How
to position PPF in your portfolio
This is the second
article in a five-part series on tax planning. Also read: Be holistic in your tax planning.
Every portfolio needs
a balance between various asset classes and types of instruments. While we have
often written on the importance of equity in a portfolio to beat inflation and
create wealth, we have never stated that it must be the only asset class in
your portfolio.
The Public Provident
Fund, or PPF, is the perfect example of an investment every individual must
consider.
Under the safety
umbrella, no other instrument can match this one.
For one, the
investment is perfectly and absolutely safe since it is backed by the central
government. In other words, it offers the highest level of security one can get
on any investment.
Not only is the
capital protected, but even the return is guaranteed, though flexible. The
annual returns were initially fixed at 12% and in 2000 got lowered to 11%.
Since then it dropped gradually to 8% and over the past few years has
fluctuated between 8.60-8.80% because they are reset every financial year.
Going ahead, it will be done quarterly.
So while the return
fluctuates, it is still assured.
Not only does such an
investment offer stability to a portfolio, but it even offers a tax break.
Investments in PPF are
entitled to a tax exemption up to Rs 1,50,000. What’s more, even the interest
earned is tax free. The interest is added to the principal investment and
compounded, and the accumulated amount is also exempt from tax on maturity.
You cannot get any
other fixed return investment with such a benefit – tax-free interest combined
with a tax break.
Here’s how to get the
best out of it.
The range of
investment is fairly wide. The minimum investment is Rs 500/annum and it can go
up to a maximum Rs 1.50 lakh, which is the limit under Section 80C. The amount
does not have to be invested at one go but can be done over maximum 12 installments
in a year. If you struggle with cash flows, this aspect takes care of it.
However, if you do
have the money to spare, it would make sense to invest it at one go at the
start of the financial year. That’s because while the interest is only added to
the account at the end of the financial year, it is calculated on a monthly
basis. So if you deposit the entire amount that you wish to invest before April
5, you get the maximum gain.
The interest is
calculated on the lowest balance between the fifth and the last day of the
month. So to maximise your earnings, if you make multiple deposits, ensure that
you do them between the 1st and 5th of the month.
What generally tends
to put investors off is the long tenure of the PPF account. The PPF account has
to be held for 15 years, and then can be extended in blocks of 5 years.
However, the 15 years are calculated from the end of the year in which the
initial subscription was made. In reality that translates to 16 years.
However, this can work
to the investor’s benefit as a smart savings tool. The money is locked in –
which makes it an excellent long-term savings tool, you get a tax break, the
interest-free return is compounded annually and not taxed. This is a great way
to accumulate money for a goal.

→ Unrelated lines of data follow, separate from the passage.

PR #1026, opened 2020-04-22
Better //c support

polluks:


oliverschmidt:
* I must admit that I don't like the idea to always enable the 80 column firmware as it changes the behavior of the machine in quite some ways (e.g. CH/CV vs. OURCH/OURCV). Rather _videomode should iff called if 80 cols are requested.

* Are you positively sure that $C060 never has bit 7 set in a machine with TAPE IN? At least the Apple //e emulators at hand all tend to show $A0 when reading $C060 from the monitor...

oliverschmidt:
> Are you positively sure that $C060 never has bit 7 set in a machine with TAPE IN? At least the Apple //e emulators at hand all tend to show $A0 when reading $C060 from the monitor...

Ooops, I got this wrong: $C060 bit 7 set means 40 cols, right? So on a machine with TAPE IN it's 40 cols (as I'd expect).

polluks:
1. "always enable"? If you are in 80 cols and press the switch you will get 40 cols.
2. The [Technical Reference Manual](https://retrocomputing.stackexchange.com/questions/13977/what-do-the-80-40-and-keyboard-buttons-on-my-apple-iic-do/13989#13989)

We want to support buggy emulators? Come on :-)

oliverschmidt:
> I must admit that I don't like the idea to always enable the 80 column firmware as it changes the behavior of the machine in quite some ways (e.g. CH/CV vs. OURCH/OURCV). Rather _videomode should be called only iff 80 cols are requested.

Ooops, I just checked videomode() and it's does NOT activate the 80 column firmware if both the current mode and the desired mode are 40 cols. Pro: videomode() seems to do exactly what one would desire. Con: I implemented it myself in 2009 and forgot what it does ;-)

So the only issue left is that the size of every apple2enh binary is increased by the size of videomode() (44 bytes if I counted right) no matter if videomode() is called by the user. I'm not sure if the support of the 80/40 switch outweighs that...

oliverschmidt:
> We want to support buggy emulators? Come on :-)

Do we have a misunderstanding? I already corrected myself. The values provided by the emulators are rather correct. They look like the switch being in position '40'.

However, I'm still far from being convinced that the change is beneficial:

So far at least most of my programs stay the mode the display is in when entered from BASIC.SYSTEM. With your change they always use 40 cols on an enhanced //e (without the switch).

I think a program needs to first check if it indeed runs on a //c (and not on an enhanced //e or IIgs). Only after that it can use $C060 to set the video mode.

I think that //c check plus the videomode() code are too much overhead to be added to every program. I'd rather suggest to add "something" to https://github.com/cc65/cc65/blob/master/include/apple2enh.h#L85-L88 that allows the cc65 user to explicitly switch to the setting given by the //c hardware switch - and stay in the current mode if there's no hardware switch present. This also allows to make nice use of the videomode() feature to return to old mode. The program can switch back to whatever mode was present on startup - independently from the setting of the hardware switch.

From the link you provided I understand that BASIC.SYSTEM ignores the switch and might therefore very well be in 40 col mode although the switch is set to '80'. So running a cc65 program calling videomode(VIDEOMODE_AUTOCOL) (or alike) at the start and vieomode(oldmode) at the end would return back to BASIC.SYSTEM being in 40 col mode. And the output of the program would nevertheless still be visible (cropped to 40 cols) because of the "translation" feature of the 80 col firmware. That seems interesting to me...

oliverschmidt:
> "always enable"? If you are in 80 cols and press the switch you will get 40 cols.

Either another misunderstanding or a misconception on your side. When in 80 col mode and swtiching to 40 col mode, videomode() does NOT deactivate the 80 col firmware. It mere switches to 40 col display - which is a pretty different thing!

polluks:
Right, now you know why I squeezed a byte in videomode time ago.
Of course I would promote this feature in retrocomputing.stackexchange.com :-)

polluks:
Hmm, you mean like pressing ESC 4 and 8? I don't know.
At least I could add a //c check, of course no full get_ostype.

polluks:
@oliverschmidt Now //e are save again, ok? Let's meet a lonely switch its destiny!

polluks:
> So the only issue left is that the size of every apple2enh binary is increased by the size of videomode() (44 bytes if I counted right) no matter if videomode() is called by the user. I'm not sure if the support of the 80/40 switch outweighs that...

I know //c are a minority but it's the ONCE segment. Let's imagine...
Wozniak: I've made a nice switch.
Jobs: We ignore it.

oliverschmidt:
* I don't want to ignore the switch. Rather I think it's a great idea to add support for the switch to the apple2enh C library. But I question, if the support for the switch should be "implicit". I still think the support should rather be "explicit" - meaning that the developer wants to have it checked. There are quite some scenarios where the implicit solution doesn't work out.
* The videomode() code isn't in the ONCE segment.

polluks:
1. I know what you mean. Right now explicit is the status quo: zero support.
Please tell me one of your scenarios. In my opinion pressing the switch is like calling PR#0 before, just a shortcut. A program cannot assume anything. We are not talking about stdio which should never call videomode.
2. Okay, do you know if the access of SETALTCHAR and LORES is still necessary?

oliverschmidt:
> Right now explicit is the status quo: zero support.

I don't know what you want to express. Currently there's no support. My suggestion - as already mentioned further above - is to add support to reading the switch to videomode(). Then one could call videomode(VIDEOMODE_AUTOCOL) or videomode(VIDEOMODE_IICSWITCH) or something like this to switch to the mode set by the switch on a //c (and do nothing on all other machines). I consider this significant difference to the current situation.

> Please tell me one of your scenarios.

A cc65 program comes as .SYSTEM file. .SYSTEM files are always started in 40 col mode. The program creates some formatted output that only works in 40 col mode. Currently everything is fine. With your proposed change, the program author needs to add videomode(VIDEOMOD_40COL) to assert 40 col mode.

In general one of the differences to PR#3 / PR#0 is that those are reflected by BASIC.SYSTEM while (at least according to what the article you linked says) this isn't the case regarding the switch. Imagine e.g. BASIC.SYSTEM operating in 40 col mode and the switch being set to '80'. Then a cc65 program is run (not containing any call to videomode()). After its return BASIC.SYSTEM is in 80 col mode. I imagine very easily that this isn't desirable for - let's say enough - users. So I'd consider it obligatory that an "implicit" solution restores on program exit the videomode present on program startup. But if the developer explicitly calls videomode() then that setting needs to be kept after program exit because he might rely on the output being present and readable after exit. If that should not be case the developer can/should express this by calling videomode(oldmode) on program exit. etc. etc.

oliverschmidt:
It seems that we have different perspectives on this topic and it doesn't seem that you are interested in adjusting this PR. So it seems appropriate to close it - or do you want to veto?

polluks:
A little veto: I made an adjustment for non-//c, so 90% of all users should not see any difference at all.

oliverschmidt:
Unfortunately that doesn't touch my objections in https://github.com/cc65/cc65/pull/1026#issuecomment-618334541 at all (apart from the fact that machine detection is already part of the library and doesn't want to be repeated).

polluks:
My point of view is the C128:
- I'm in 40 cols, I `RUN "HELLO"`, it's a 40 cols Hello world
- I'm in 80 cols, I `RUN "HELLO"`, it's an 80 cols Hello world

Back to Apple's world:
- I type `pr#0` and `-hello.system` and except a 40 cols Hello world
- I type `pr#3` and `-hello.system` and except an 80 cols Hello world

Please tell me if I'm completely wrong...

I saw https://github.com/cc65/cc65/commit/7b2e4d0c7f606ce8f5d65eef430c26e6dc95b1e0 you mean, I should use the whole get_ostype?

oliverschmidt:
Now you lost me completely. What makes you believe that a cc65 program built for apple2enh doesn't behave as you describe?

polluks:
Your quote ".SYSTEM files are always started in 40 col mode".

oliverschmidt:
> Your statement ".SYSTEM files are always started in 40 col mode".

That statement meant was (too) short for ".SYSTEM files are always started in 40 col mode by the system (in contrast to by BASIC.SYSTEM)".

The scenario your referred to was covered by my statement "So far at least most of my programs stay the mode the display is in when entered from BASIC.SYSTEM." above.

polluks:
I see.
"BASIC.SYSTEM operating in 40 col mode and the switch being set to '80'. Then a cc65 program is run. After its return BASIC.SYSTEM is in 80 col mode. I imagine very easily that this isn't desirable for - let's say enough - users."
Indeed? I'd say: You want it, you got it!
Solution: Use the switch before or press Ctrl-Reset at the end.
Dear lazy users, in the past you were typing five key strokes `pr#3<CR>`, _this_ was laborious.
But you can always blame me because I was fighting against a meaningless decorative element.

oliverschmidt:
I guess/hop we agree that there's room for quite some different perspectives. Therefore I don't see any automatism, and therefore my proposal to support the switch "only" for programmers who actively want to support the switch (see my lengthy comments above).

So you're explicitly welcome to create a PR following an opt-in pattern in one way or another - and I'll close this one...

For instance, if you are 30 years old when you
open an account, on maturity the money could come in handy for your child’s
higher education. If you are viewing it as a retirement kitty, then on
maturity, extend it by a 5-year block. Or, if you are your spouse are each
managing your own PPF accounts, one account can be used for retirement savings,
the other for another goal – such as child’s education or marriage.
Don’t let mobility
hinder you
Individuals can open a
PPF account at any branch of State Bank of India, its associated banks, certain
nationalized banks, and the post office. If shifting residence, intra city or
to another city, the account can be transferred to a bank or “account office”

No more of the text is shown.